Sus salidas casi siempre hacia barriadas o zonas de menudeo eran vigiladas por su padre, que en estos últimos siete años se enfrentó a narcotraficantes, toxicómanos y policías para sacarla del infierno.
“No podía quedarme en casa parado, viendo cómo se iba matando poco a poco. O amenazaba a los narcos o me hacía amigo de ellos”, asegura ahora con la mirada perdida en la cafetería donde relata su historia de manera atropellada, sin orden cronológico. Sus manos no paran de moverse.
Miranda durmió en su furgoneta muchas veces.

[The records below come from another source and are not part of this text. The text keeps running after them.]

PR #4042, opened 2026-04-16
lang/funcs: cidrsubnet now allows newbits up to 128 for IPv6

### LINKED ISSUE #4040: The cidrsubnets function limits newbits to 32 even when using IPv6
### Community note

> [!TIP]

### OpenTofu Version

```shell
OpenTofu v1.11.6
on linux_amd64
```

There are no relevant configuration in this case.

### Debug Output

It is not relevant here.

### Expected Behavior

The `cidrsubnets` function should be able to handle bigger `newbits` values than 32 for IPv6 addresses.

This should work and give back `["2001:db8:102:304::/120"]`.
```
~$ tofu console 
> cidrsubnets("2001:db8:0102:0304::/64", 56)
╷
│ Error: Invalid function argument
│ 
│   on <console-input> line 1:
│   (source code not available)
│ 
│ Invalid value for "newbits" parameter: may not extend prefix by more than 32 bits.
╵
```

### Actual Behavior

You can't use the `cidrsubnets` function to create IPv6 ranges which are "more than 32 bits smaller" than the `prefix`.

My use case is that I want to create the first /120 of a /64 prefix. Currently this is the workaround I had to apply.
```
~$ tofu console 
> cidrsubnets(cidrsubnets("2001:db8:0102:0304::/64", 32)[0], 24)[0]
"2001:db8:102:304::/120
```

### Steps to Reproduce

1. tofu console <<< 'cidrsubnets("2001:db8:0102:0304::/64", 56)'

### Additional Context

I am not 100% sure that this is strictly a bug as this behavior is documented but the behavior itself looks buggy. Maybe this 32 limitation comes from an IPv4-only era where it made sense but is not intuitive when you work with IPv6 addresses.

If you think this is not a bug but a feature request please close this one and I will open a feature request ticket instead.

### References

_No response_

apparentlymart:
The original design for this function seems to have mistakenly thought that the upstream library used to implement the calculations could not accept newbits>32, perhaps due to that having been true for some of its other functions in an earlier release.

However, this restriction is not needed in the current version of the upstream library: it performs its calculations on a byte-by-byte basis treating the IP address as a byte-slice, rather than using the Go "int" type.

Closes https://github.com/opentofu/opentofu/issues/4040.

### DIFF
--- a/CHANGELOG.md
+++ b/CHANGELOG.md
@@ -12,6 +12,7 @@ UPGRADE NOTES:
 
 ENHANCEMENTS:
 
+- The `cidrsubnets` function now supports prefix extensions greater than 32 bits when the base CIDR block uses an IPv6 address. ([#4042](https://github.com/opentofu/opentofu/pull/4042))
 - The `local-exec` provisioner now automatically sets the `TRACEPARENT` environment variable in child processes when OpenTelemetry tracing is active, following the W3C Trace Context specification. ([#4014](https://github.com/opentofu/opentofu/issues/4014))
 
 BUG FIXES:
--- a/internal/lang/funcs/cidr.go
+++ b/internal/lang/funcs/cidr.go
@@ -163,13 +163,6 @@ var CidrSubnetsFunc = function.New(&function.Spec{
 			if length < 1 {
 				return cty.UnknownVal(cty.String), function.NewArgErrorf(i+1, "must extend prefix by at least one bit")
 			}
-			// For portability with 32-bit systems where the subnet number
-			// will be a 32-bit int, we only allow extension of 32 bits in
-			// one call even if we're running on a 64-bit machine.
-			// (Of course, this is significant only for IPv6.)
-			if length > 32 {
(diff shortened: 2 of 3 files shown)


diofeher (approved):

lbordowitz (approved):

yottta (approved):

CHANGELOG.md
```diff
@@ -12,6 +12,7 @@ UPGRADE NOTES:
 
 ENHANCEMENTS:
 
+- The `cidrsubnets` function now supports prefix extensions greater than 32 bits when the base CIDR block uses an IPv6 address. ([#4042](https://github.com/opentofu/opentofu/issues/4042))
```
```suggestion
- The `cidrsubnets` function now supports prefix extensions greater than 32 bits when the base CIDR block uses an IPv6 address. ([#4042](https://github.com/opentofu/opentofu/pull/4042))
```

Not truly needed since GH redirects to the right content type either way.

apparentlymart:
We did the process a little out of order here, but since the associated issue is now accepted and this hasn't changed significantly since folks already reviewed it, I'm going to merge this now.

PR #4048, opened 2026-04-22
rfc: Behavior Differences in the New OpenTofu Runtime

apparentlymart:
This is currently a very early draft of a document that I hope will eventually become an overview of the behavior differences we're intentionally accepting for the new runtime because we believe the new behavior more accurately models author intent and/or solves some challenges with the current implementation that have previously been discussed elsewhere.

Y siguió los pasos de su hija hasta el barrio de Buenos Aires, en Salamanca. En una ocasión la localizó tumbada en un cuarto de calderas de uno de los edificios de esa zona salmantina. La intentó sacar de allí y la respuesta fue una denuncia por acoso. Después viajó a Oporto, cerca de la catedral, cuando supo por otros toxicómanos que coqueteaba con un drogadicto portugués. Todo para intentar que regresase a casa o ingresase en un centro.
“Estaba en los huesos. Le compré ropa, pero no quería venir conmigo. Allí estuve dos meses, intentando verla todos los días, tratando de convencerla”. Hasta que por fin lo consiguió. Un triunfo que duró escasas semanas.
La joven, que ahora tiene 25 años, pronto volvió a las andadas, de nuevo en el barrio de Buenos Aires, una zona de bloques donde conviven pequeños narcotraficantes y familias humildes que vieron allí durante la década de los ochenta un lugar asequible donde vivir.
Y, desde entonces, durante cerca de dos meses, Miranda ha hecho guardia casi todos los días a la entrada de la barrida. Apostado en su coche. Sentado. De pie. Casi todos los vecinos sabían de su lucha. Hasta que por fin consiguió lo que buscaba. Encontró a su “niña”. Logró hablar con ella, recibir un abrazo, un beso. Y una promesa: la de regresar a casa. Tras años de pelea, Miranda, un hombre de mediana altura, sin pelo, escuchó las palabras que llevaba años esperando: “Quiero salir de la droga”.
Ahora, por fin está ingresada en un centro de rehabilitación. Busca un lugar más consistente para dejar atrás las drogas. Pero el primer paso ya lo dio: desea abandonar “esta vida” para “ser la de antes”. E incluso se prepara para volver a estudiar.